Security does not depend on enabling features. The core API is secure-by-default; the optional `anchored` feature is a convenience for virtual roots. We test all modes (no features; `--features anchored`; `--features anchored,dunce`).

**Built-in protections include:**
- **NTFS Alternate Data Stream (ADS) validation** - Blocks malicious stream placements and traversal attempts
- **Symlink cycle detection** - Bounded depth tracking prevents infinite loops
- **Path traversal clamping** - Never ascends past root/share/device boundaries
- **Null byte rejection** - Early validation prevents injection attacks
- **UNC/device semantics** - Preserves Windows extended-length and device namespace integrity
- **TOCTOU race resistance** - Tested against time-of-check-time-of-use attacks

See [`docs/SECURITY.md`](docs/SECURITY.md) for detailed analysis, attack scenarios, and test references.

## Known Limitations

### Windows Short Filename Equivalence

On Windows, the filesystem may generate short filenames (8.3 format) for long directory names. For **non-existing paths**, this library cannot determine if a short filename form (e.g., `PROGRA~1`) and its corresponding long form (e.g., `Program Files`) refer to the same future location:

```rust
use soft_canonicalize::soft_canonicalize;

// These non-existing paths are treated as different (correctly)
let short_form = soft_canonicalize("C:/PROGRA~1/MyApp/config.json")?;
let long_form = soft_canonicalize("C:/Program Files/MyApp/config.json")?;

// They will NOT be equal because we cannot determine equivalence
// without filesystem existence
assert_ne!(short_form, long_form);
```

**This is a fundamental limitation** shared by Python's `pathlib.Path.resolve(strict=False)` and other path canonicalization libraries across languages.
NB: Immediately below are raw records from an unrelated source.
Issue #2663, opened 2017-06-25
Administrative boundary tagging on closed ways


imagico:
I was inspecting the changes in rendering due to fixing #59 a bit further and wonder if we correctly interpret boundary tags on closed ways.  I am in particular thinking about cases like

http://www.openstreetmap.org/way/162691988

and

http://www.openstreetmap.org/way/10364857

We interpret these as administrative unit areas (see the labels) and not just as administrative boundary lines although the mapper clearly intended the administrative boundary tagging to apply to the line and the name tag only to the place=island - and as i interpret them tagging conventions say that administrative units have to be boundary relations and ways with boundary tags are always just boundary lines.

I know this kind of tagging is inherently ambiguous and should probably be avoided (by creating a multipolygon relation for the island) but IMO ideally we should require administrative unit areas to be boundary relations.

Issue #2234, opened 2016-07-17
fix admin line and label mismatch without breaking admin line labelling


nebulon42:
See #2142 and #2233.

Currently some admin line labels may appear without their lines. A fix to use `planet_osm_roads` instead of `planet_osm_polygon` led to broken admin line labelling, because the labels now relied on lines instead of polygons and when adjacent admin entities shared a line this prevented placing the label on the correct side.

The only solution I can think of is to switch over to `planet_osm_polygons` completely for admin line rendering. Since this may have wider implications, it should be discussed beforehand.

jeisenbe:
Also see #3822

jeisenbe:
@pnorman - would the performance be very much worse if we use `planet_osm_polygon` instead of `_roads` for the mid and high zoom admin boundary lines?

pnorman:
I'm not sure.

PR #2950, opened 2017-11-20
Render maritime admin boundaries less prominently

### LINKED ISSUE #621: Maritime borders too prominent
Maritime borders are currently rendered too prominent. This makes the map look ugly. No other map I know off renders maritime borders.

We should either:
- Drop rendering maritime borders altogether (see https://trac.openstreetmap.org/ticket/2249)
- Render them in a less obtrusive color, for example navy blue (see https://trac.openstreetmap.org/ticket/3206)

matthijsmelissen:
This requires rendering admin boundaries based on the individual
lines, rather than the entire polygons.

* This fixes #621
* This possibly impacts solutions to #713, #2234 and #2663.

### DIFF
--- a/admin.mss
+++ b/admin.mss
@@ -1,5 +1,5 @@
 @admin-boundaries: #ac46ac;
-@admin-boundaries-maritime: darken(@water-color,15%);
+@admin-boundaries-maritime: darken(@water-color,20%);
 
 /* For performance reasons, the admin border layers are split into three groups
 for low, middle and high zoom levels.
@@ -17,7 +17,7 @@ overlapping borders correctly.
       background/line-width: 1.2;
       line-join: bevel;
       line-color: @admin-boundaries;
-      [maritime = 'yes'] {
+      [maritime = 'true'] {
         line-color: @admin-boundaries-maritime;
       }
       line-width: 1.2;
@@ -47,7 +47,7 @@ overlapping borders correctly.
       background/line-width: 0.6;
       line-join: bevel;
       line-color: @admin-boundaries;
-      [maritime = 'yes'] {
+      [maritime = 'true'] {
         line-color: @admin-boundaries-maritime;
       }
       line-width: 0.6;
@@ -70,7 +70,7 @@ overlapping borders correctly.
       background/line-color: white;
       background/line-width: 0.4;
       line-color: @admin-boundaries;
-      [maritime = 'yes'] {
+      [maritime = 'true'] {
         line-color: @admin-boundaries-maritime;
       }
       line-join: bevel;
@@ -126,7 +126,7 @@ overlapping borders correctly.
     background/line-width: 2;
     line-join: bevel;
     line-color: @admin-boundaries;
-    [maritime = 'yes'] {
+    [maritime = 'true'] {
       line-color: @admin-boundaries-maritime;
     }
     line-width: 2;
@@ -139,7 +139,7 @@ overlapping borders correctly.
     background/line-width: 2;
     line-join: bevel;
     line-color: @admin-boundaries;
-    [maritime = 'yes'] {
+    [maritime = 'true'] {
       line-color: @admin-boundaries-maritime;
     }
     line-width: 2;
@@ -154,7 +154,7 @@ overlapping borders correctly.
       background/line-width: 1.5;
       line-join: bevel;
       line-color: @admin-boundaries;
-      [maritime = 'yes'] {
+      [maritime = 'true'] {
         line-color: @admin-boundaries-maritime;
       }
       line-width: 1.5;
@@ -166,7 +166,8 @@ overlapping borders correctly.
   comp-op: darken;
 }
 
-#admin-high-zoom[zoom >= 13] {
+#admin-high-zoom[zoom >= 13],
+#admin-high-zoom-maritime[zoom >= 13] {
   [admin_level = '9'],
   [admin_level = '10'] {
     [zoom >= 13] {
@@ -175,7 +176,7 @@ overlapping borders correctly.
       background/line-width: 2;
       line-join: bevel;
       line-color: @admin-boundaries;
-      [maritime = 'yes'] {
+      [maritime = 'true'] {
         line-color: @admin-boundaries-maritime;
       }
       line-width: 2;
--- a/admin.mss
+++ b/admin.mss
@@ -1,4 +1,5 @@
 @admin-boundaries: #ac46ac;
+@admin-boundaries-maritime: darken(@water-color,15%);
 
 /* For performance reasons, the admin border layers are split into three groups
 for low, middle and high zoom levels.
@@ -16,6 +17,9 @@ overlapping borders correctly.
       background/line-width: 1.2;
       line-join: bevel;
       line-color: @admin-boundaries;
+      [maritime = 'yes'] {
+        line-color: @admin-boundaries-maritime;
+      }
       line-width: 1.2;
     }
     [zoom >= 5] {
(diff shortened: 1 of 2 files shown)


math1985:
(Screenshots with only zoom_level 4 admin boundaries loaded in the database.)

Before:
screen shot 2017-11-20 at 16 31 42

After:
screen shot 2017-11-20 at 16 25 21

math1985:
@nebulon42 @pnorman You have been working on admin boundaries, do you foresee any problems with this in approach?

In particular @nebulon42, you added the `AND osm_id < 0` requirement, what was the reason for this line of code?

kocio-pl:
Do you really mean: Split off docs for contributors #723?

systemed:
Very good to see this.

Is there a reason to show them at all up to z6/7? I can see a rationale for z8+ as it helps identify which country governs certain small islands (though even that's an edge case, and cartographically not one I personally think is worth the sacrifice), but such cases, which are extensively cited in #621, don't especially require the rendering to be made explicit at small scales.

math1985:
> Do you really mean: Split off docs for contributors #723?

I meant #713. Fixed.

math1985:
> Is there a reason to show them at all up to z6/7? 

I have no strong opinion on that. Perhaps for the islands in between Greece and Turkey, having the border already at z6/z7 might be useful.

kocio-pl:
I would like to see worldwide rendering to make sure, but this change looks OK for me in general.

math1985:
@rrzefox would it be possible to test this on your server?

nebulon42:
It depends on the data. The `osm_id < 0` vs. `osm_id > 0` could indeed make problems. I found that admin boundary information on ways as in contrast to relations was incomplete. Especially in Poland and maybe other regions I don't recall the data was mostly exclusively on relations. I added the < 0 to render only relations as before both relations and ways were rendered which led to duplicated borders and because of the transparency this looked ugly. So the < 0 led to a cleaner rendering and I still think it is important to either render < 0 or > 0.

When I worked on maritime boundaries I also found that `maritime = yes` was often incomplete. But a different rendering could change that.

So no problems in particular, but double-check on a global rendering. I suspect that we lose quite some amount of boundaries in some regions when switching to rendering boundary ways only.

math1985:
I see indeed admin_level's missing on boundary (ways) in Poland. Thanks for pointing that out.

math1985:
All the gray ways on http://product.itoworld.com/map/2 have no admin_level on the boundary ways This applies indeed to Poland, but also to other countries.

math1985:
I wonder how @cquest solved this issue for the French style?

imagico:
> The osm_id < 0 vs. osm_id > 0 could indeed make problems. I found that admin boundary information on ways as in contrast to relations was incomplete.

The tagging of boundary relations is not only more consistent than that of boundary ways, it is also much more *significant*.  Remove tags from all boundary ways and you will still have perfectly usable boundary information in the database based on the relations.  Remove the tags from the boundary relations and you will loose almost everything.  Therefore #1989 was a significant step in terms of mapper feedback.

cquest:
@math1985 I wonder myself ;)

Have a look at the queries near https://github.com/cquest/osmfr-cartocss/blob/master/osmfr.yml#L589

I also did not want to render the boundary portion that are also the coastline... which needs a check in the rels table.

Some maritime boundaries will not render as expected, but it this is because of their incomplete tags, it's a good way to reveal them ;)

math1985:
> @math1985 I wonder myself ;)

It seems you're using admin boundaries (not relations) only, meaning the French style does not render the regional admin borders in Poland.

math1985:
Render demo now at  http://bl.ocks.org/math1985/raw/af7a602c222dbf1ff1a2c0d84ed755b7/. Thanks a lot @rrzefox!

math1985:
And this shows why it's good to do full-planet demos. While the maritime borders seem to look alright, in a lot of other places problems with the land borders show up.

math1985:
@rrzefox I'm not sure how important regional borders are for the primary purpose of your tile server, but feel free to roll back this change if necessary.

math1985:
Another issue I see now is that dashed borders consisting of many short lines look much better when rendered as polygon rather than as individual lines. This is because when they are rendered as individual lines, the dash pattern starts again with every new line. This leads to solid lines for borders consisting of sections that are shorter than an individual dash.

kocio-pl:
If we want to change this color, #2951 makes sense, since despite different properties ferry lines look quite similar. Some internal waters, like Baltic, Mediterranean Sea or Black Sea, look too busy for me on z7 with ferries, and [in some cases](http://bl.ocks.org/math1985/raw/af7a602c222dbf1ff1a2c0d84ed755b7/#10.00/54.3753/-347.8539) only z10 is OK, because the border gets wide then.

kocio-pl:
Another idea: maybe the line should be thicker to compensate the pale color a bit? Color change makes it much less aggressive anyway, so it would be nice to still look different than ferry lines.

kocio-pl:
> I see indeed admin_level's missing on boundary (ways) in Poland. Thanks for pointing that out.

This information is available as a relation tag:

http://www.openstreetmap.org/relation/130935#map=8/52.265/21.195

Do we have a problem with such solution?

math1985:
Yes, obviously in the relation tag we cannot see what parts of the boundary are maritime.

I’m inclined to encourage the Polish community to add the missing data, especially as most countries do have the data also on lines.

kocio-pl:
I have already asked about it, when I was not aware that it is done in relations:

https://forum.openstreetmap.org/viewtopic.php?pid=673735#p673735

mboeringa:
Maybe a dumb question, but why not render the maritime borders as a slightly broader opaque line based on admin boundary ways **_on top_** of the relation based non-maritime polygon borders? If generalization is applied, this may cause issues with alignment, but if none, it might work?

pnorman:
> @nebulon42 @pnorman You have been working on admin boundaries, do you foresee any problems with this approach?

There are areas with missing data on ways, like Poland. We rejected going to ways because of the problems there in the past.

Currently what I'm doing for admin boundaries is to take the ways from all admin relations, find min admin_level of parent relations, and apply information like disputed or maritime from way tagging.

kocio-pl:
Another side effect - the USA/Canada border is invisible in some places, especially on Big Lakes and between Montreal and lake Ontario, because on some zoom levels you don't even see the water line:

http://bl.ocks.org/math1985/raw/af7a602c222dbf1ff1a2c0d84ed755b7/#5.00/44.238/-80.454

rrzefox:
I have reverted this patch, because it causes rendering failures on high zoom levels:

> ERROR:  column "maritime" does not exist   Full sql was: 'SELECT ST_AsBinary("way") AS geom,"admin_level","maritime" FROM (SELECT way, admin_level, boundary FROM planet_osm_roads WHERE boundary = 'administrative'  AND admin_level IN ('0', '1', '2', '3', '4', '5', '6', '7', '8', '9', '10')#012    AND osm_id > 0 ORDER BY admin_level::integer DESC -- With 10 as a valid value, we need to do a numeric ordering, not a text ordering) AS admin_high_zoom

Im guessing this is probably missing a "tags->'maritime' as maritime" somewhere in project.mml...

matthijsmelissen:
I updated this.

* Admin rendering based on lines instead of relatinos does not work (lack of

Short filename mapping only exists when files/directories are actually created by the filesystem.

## Contributing

Contributions are welcome! Please feel free to submit a Pull Request. For major changes, please open an issue first to discuss what you would like to change.

## License

Licensed under either of:

- Apache License, Version 2.0 ([LICENSE-APACHE](LICENSE-APACHE))
- MIT license ([LICENSE-MIT](LICENSE-MIT))

## Changelog

See [CHANGELOG.md](CHANGELOG.md) for a detailed history of changes.